**Work to be completed**
From the records below, copy out each line that has the word "ContentRepositoryTest".

Saved entries
[Start of Attachment]

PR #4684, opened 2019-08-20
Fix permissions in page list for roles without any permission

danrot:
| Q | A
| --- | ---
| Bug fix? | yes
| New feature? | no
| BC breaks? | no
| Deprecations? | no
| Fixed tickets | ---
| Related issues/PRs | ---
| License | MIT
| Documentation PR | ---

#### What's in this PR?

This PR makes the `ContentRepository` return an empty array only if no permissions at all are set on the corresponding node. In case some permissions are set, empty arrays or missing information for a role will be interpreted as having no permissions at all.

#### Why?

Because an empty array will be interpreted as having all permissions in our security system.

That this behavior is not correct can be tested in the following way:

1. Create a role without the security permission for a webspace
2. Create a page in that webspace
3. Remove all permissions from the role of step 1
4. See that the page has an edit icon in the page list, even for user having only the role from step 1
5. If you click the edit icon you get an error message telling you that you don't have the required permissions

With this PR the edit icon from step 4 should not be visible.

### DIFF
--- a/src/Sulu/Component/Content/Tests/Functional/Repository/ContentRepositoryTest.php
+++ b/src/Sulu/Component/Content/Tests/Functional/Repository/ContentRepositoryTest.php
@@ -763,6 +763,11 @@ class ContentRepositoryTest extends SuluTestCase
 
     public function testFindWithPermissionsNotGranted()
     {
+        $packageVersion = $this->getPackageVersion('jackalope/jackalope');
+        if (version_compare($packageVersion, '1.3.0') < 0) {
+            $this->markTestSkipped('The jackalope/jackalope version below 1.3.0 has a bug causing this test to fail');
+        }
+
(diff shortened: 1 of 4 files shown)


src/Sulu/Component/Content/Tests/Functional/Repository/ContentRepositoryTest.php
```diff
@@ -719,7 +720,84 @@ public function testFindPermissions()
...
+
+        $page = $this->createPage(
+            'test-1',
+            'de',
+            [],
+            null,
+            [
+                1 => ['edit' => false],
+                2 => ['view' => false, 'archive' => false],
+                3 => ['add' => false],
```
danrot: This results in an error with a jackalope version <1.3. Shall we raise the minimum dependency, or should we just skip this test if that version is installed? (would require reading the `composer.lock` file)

[End of Attachment]

**Exercise result**
--- a/src/Sulu/Component/Content/Tests/Functional/Repository/ContentRepositoryTest.php
+++ b/src/Sulu/Component/Content/Tests/Functional/Repository/ContentRepositoryTest.php
@@ -763,6 +763,11 @@ class ContentRepositoryTest extends SuluTestCase
src/Sulu/Component/Content/Tests/Functional/Repository/ContentRepositoryTest.php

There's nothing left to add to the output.